Universal Precautions, a Centers for Disease Control (CDC) protocol, is one of the first things they teach you when you enter the human service field to prevent the transmission of HIV, hepatitis B and other blood-borne viruses. Along with blood, the CDC indicates that universal precautions apply to tissue and a number of bodily fluids, but not feces, mucous, saliva, perspiration, urine, tears and vomit, unless they contain visible blood.

Common sense tell us that blood, visible or not, is perhaps the most obvious vehicle for viruses, and that fact is reinforced with the contamination control technology that many of you employ to protect the blood supply and associated products.
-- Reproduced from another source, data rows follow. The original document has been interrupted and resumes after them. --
PR #220, opened 2025-01-23
Ddilbaz/op by op shlo

ddilbazTT:
Hi all,

This is a POC for incorporating the shlo op-by-op compiler to our existing backend. I would appreciate any and all inputs. 

- shlo compiler is based on `tt_torch/shlo_compile/shlo_compile.py` however, this file will not exist in the final draft
- `backend.py` only has calls to `_shlo_backend `or `_base_backend`, everything else is moved under torch_compile.py
- current `Op` class does not translate well with shlo compiler, so implemented an `StableHLOOp` Class which resembles it. 
- currently, we only support `COMPILE_OP_BY_OP`. As of writing, I realize I could also add `COMPILE` support but I want to know if we still want to divide shlo module into sub modules for each op if we follow that route.

Thank you.

### DIFF
--- a/tt_torch/dynamo/backend.py
+++ b/tt_torch/dynamo/backend.py
@@ -4,16 +4,19 @@
 import torch
 import os
 import tt_mlir
+import sys
 
 from tt_torch.dynamo.torch_backend import (
     TorchFXExecutor,
     import_graph,
 )
-from tt_torch.dynamo.shlo_backend import StableHLOExecutor
+from tt_torch.dynamo.shlo_backend import (
+    StableHLOExecutor,
+    parse_module_from_str,
+)
 from tt_torch.dynamo.passes import pass_pipeline
 from tt_torch.tools.utils import (
     CompilerConfig,
-    FrontEnd,
     CompileDepth,
 )
 
@@ -41,7 +44,7 @@ def _shlo_backend(module_str, options=None):
     return executor
 
 
-def _base_backend(gm: torch.fx.GraphModule, example_inputs, compiler_config):
+def _torch_backend(gm: torch.fx.GraphModule, example_inputs, compiler_config):
     # Apply environment overrides at start of compilation to allow overriding what was set in the test
     compiler_config.apply_environment_overrides()
     with torch.no_grad():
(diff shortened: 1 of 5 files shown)


tt_torch/dynamo/backend.py
```diff
@@ -499,17 +86,27 @@ def _base_backend(gm: torch.fx.GraphModule, example_inputs, compiler_config):
...
-    # fake_tensor_mode.allow_non_fake_inputs = True
-    # aten = make_fx(gm, tracing_mode="symbolic", decomposition_table={}, _allow_non_fake_inputs=True)(*example_inputs)
-    # return _base_backend(aten, example_inputs)
-    return _base_backend(gm, example_inputs, compiler_config=options)
-
-
-# backend = aot_autograd(fw_compiler=_base_backend)
+    if options.compiler_front_end == FrontEnd.STABLEHLO:
+        if not isinstance(gm_or_module, str):
+            exit(1)
```
mmanzoorTT, line 94: Please add a message before calling `exit`

mmanzoorTT:
Can you provide an for its usage?

tt_torch/dynamo/backend.py
```diff
@@ -499,17 +86,27 @@ def _base_backend(gm: torch.fx.GraphModule, example_inputs, compiler_config):
     return executor
 
 
-def backend(gm, example_inputs, options=None):
```
AleksKnezevic, line 502: Thanks for refactoring this! I think you should change it around a bit. IMO, we should have three flows:

1. Base either SHLO module or torch fx graph that we want to execute fully on device
2. SHLO op-by-op either compile or execute
3. Torch op-by-op either compile or execute

Does this make sense? Is there a reason to keep SHLO and torch separate when running the whole graph?

tt_torch/dynamo/backend.py
```diff
@@ -499,17 +86,27 @@ def _base_backend(gm: torch.fx.GraphModule, example_inputs, compiler_config):
...
+module {
+  func.func @main(%arg0: tensor<1x128xf32>, %arg1: tensor<128xf32>) -> tensor<1x128xf32> {
+    %0 = stablehlo.broadcast_in_dim %arg0, dims = [0, 1] : (tensor<1x128xf32>) -> tensor<1x128xf32>
+    %1 = stablehlo.broadcast_in_dim %arg1, dims = [1] : (tensor<128xf32>) -> tensor<1x128xf32>
+    %2 = stablehlo.add %0, %1 : tensor<1x128xf32>
+    return %2 : tensor<1x128xf32>
+  }
+}
+"""
+compiler_config = CompilerConfig()
```
AleksKnezevic, line 109: Should this be here?

tt_torch/dynamo/backend.py
ddilbazTT: We might need to sync up about this to make sure I am not mistaken. I assume right now I implemented half of 2, and 3 is just moved to a different file. Torch and stablehlo have separate executors and backends. Do we want to merge the executors and/ or backend? Or what I did right now could stay but we need minor tweaks? 

Also small nit, I think shlo execution will come some time later since I haven't figured out how to pass inputs and run and get the result from shlo mlir.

In the public sector, it's exemplified in ads and campaigns that stress the dangers of sharing needles and unprotected sex.

Still, some people, like the science teacher at a New Bedford, MA, junior high school, are completely oblivious.

In May of 2001, Kevin D. Cadieux, a retired seventh-grade teacher from Keith Junior High School, gave students a single-use instrument, similar to a lancing device for diabetics, to draw a drop of blood for testing. Some of the students shared the needle, which Cadieux wiped with alcohol after each use.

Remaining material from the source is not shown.